An Introduction to Japanese Society
Title | An Introduction to Japanese Society PDF eBook |
Author | Yoshio Sugimoto |
Publisher | Cambridge University Press |
Pages | 359 |
Release | 2010-06-22 |
Genre | Social Science |
ISBN | 113948947X |
Essential reading for students of Japanese society, An Introduction to Japanese Society now enters its third edition. Here, internationally renowned scholar, Yoshio Sugimoto, writes a sophisticated, yet highly readable and lucid text, using both English and Japanese sources to update and expand upon his original narrative. The book challenges the traditional notion that Japan comprises a uniform culture, and draws attention to its subcultural diversity and class competition. Covering all aspects of Japanese society, it includes chapters on class, geographical and generational variation, work, education, gender, minorities, popular culture and the establishment. This new edition features sections on: Japan's cultural capitalism; the decline of the conventional Japanese management model; the rise of the 'socially divided society' thesis; changes of government; the spread of manga, animation and Japan's popular culture overseas; and the expansion of civil society in Japan.

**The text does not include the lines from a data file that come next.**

PR #1210, opened 2019-04-10
Add webpacker for Rails 5.1+ in tests

kvokka:
Since Rails 5.1+ you can find the option the new projects `rails new foo --webpack`. 
After the Rails 6.0 webpack should be installed by default.

Environment:
Ruby 2.6.1p33 (2019-01-30 revision 66950) [x86_64-darwin18]
Rails 5.2.3

Steps to reproduce:

`$ rake`

error message
```
(...cut)

cd /Users/mike/proj/react_on_rails/gen-examples/examples/basic && touch .gitignore
cd /Users/mike/proj/react_on_rails/gen-examples/examples/basic && rake webpacker:install
rake aborted!
Don't know how to build task 'webpacker:install' (See the list of available tasks with `rake --tasks`)

(See full trace by running task with --trace)
rake aborted!
Command failed with status (1): [cd /Users/mike/proj/react_on_rails/gen-exa...]
/Users/mike/proj/react_on_rails/rakelib/task_helpers.rb:22:in `block in sh_in_dir'
/Users/mike/proj/react_on_rails/rakelib/task_helpers.rb:22:in `each'
/Users/mike/proj/react_on_rails/rakelib/task_helpers.rb:22:in `sh_in_dir'
/Users/mike/proj/react_on_rails/rakelib/examples.rake:36:in `block (3 levels) in <top (required)>'
Tasks: TOP => default => run_rspec => run_rspec:run_rspec => run_rspec:examples => examples:gen_all => examples:gen_basic
(See full trace by running task with --trace)
```

So it looks like somewhere between Rails 5.1.0 and Rails 5.2.3 breaking change appears.

This PR fix this issue.

---
This change is [Reviewable](https://reviewable.io/reviews/shakacode/react_on_rails/1210)

### DIFF
--- a/rakelib/example_type.rb
+++ b/rakelib/example_type.rb
@@ -49,8 +49,9 @@ module ReactOnRails
       end
 
       # Options we pass when running `rails new` from the command-line.
+      attr_writer :rails_options
       def rails_options
-        "--skip-bundle --skip-spring --skip-git --skip-test-unit --skip-active-record"
+        @rails_options ||= "--skip-bundle --skip-spring --skip-git --skip-test-unit --skip-active-record"
       end
 
       %w[gen clobber npm_install build_webpack_bundles].each do |task_type|
--- a/rakelib/examples.rake
+++ b/rakelib/examples.rake
@@ -6,6 +6,8 @@
 # Also see example_type.rb
 
 require "yaml"
+require 'rails/version'
+
 require_relative "example_type"
 require_relative "task_helpers"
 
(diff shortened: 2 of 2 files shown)


justin808:
@kvokka did this show up in CI?

kvokka:
@justin808  No, but in CI you can find this line https://travis-ci.org/shakacode/react_on_rails/jobs/511766961#L467 under the cut. So, technically, with this we are creating extra hidden dependency. It may be a problem for new contributions - it takes time to figure out, that this ENV variable MUST be set even for development.

At least will be good idea to add some extra info about this hack to the documentation (or just merge this fix)

justin808:
I think I'd rather just have some documentation. The `--webpack` option shouldn't ever be necessary because another bit of code handles this. I don't recall exactly where. Nevertheless, CI runs with Rails 5.2 just fine.

justin808:
@kvokka How about just having this value be the default?

`export BUNDLE_GEMFILE=$PWD/spec/dummy/Gemfile`

kvokka:
@justin808  It was exactly what i tried to avoid. It may affect other components which use bundler. + you'll require to calculate the actual path, which will add a complexity.

+ if you will use `export`, u overlap the previous value if the global variable, which may cause some artifacts.

The another option will be to manually provide this value in the rake tasks, but actually it is much more heavy than just `--webpack` option.

As an option developer may enter the ENV variable directly (and document this approach) but it looks dirty, don't you think?

justin808:
@kvokka the only reason the alternate gemfile exists is to support Rails 3.2, so that probably won't continue forever. I think a default value that can be overridden is reasonable. Agree?

justin808:
@kvokka thank you for the contribution. Seems useful.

Intimacy and Reproduction in Contemporary Japan
Title | Intimacy and Reproduction in Contemporary Japan PDF eBook |
Author | Genaro Castro-Vazquez |
Publisher | Routledge |
Pages | 222 |
Release | 2016-07-01 |
Genre | Social Science |
ISBN | 1317265351 |
This book presents an ethnographic investigation of intimate and reproductive behaviour in current Japanese society, grounded in the viewpoints of a group of Japanese mothers. It adopts a new approach in studying the decreasing fertility rates which are contributing to the ageing population in modern Japan. Based on the accounts of 57 married Japanese women, it employs symbolic interactionism as a framework to examine the various factors affecting decision-making on childbirth. The influence of Assisted Reproductive Technologies (ARTs), abortion and contraception in the daily interactions and experiences of the mothers are analysed to offer a new perspective on the Japanese demographic conundrum. With strong contextual information as the foundation, the book contributes fresh insight into how Japanese women perceive the idea of childbirth in a modernized society, and also assists our understanding of the factors causing Japan’s ageing population. Further, it places the mothers’ experiences within current global debates to highlight the salience of the Japanese case. As the first book to provide an in-depth examination of the social process underpinning the decision to become a mother in Japan, it will appeal to students and scholars of Japanese culture and society, Gender Studies, and Sociology.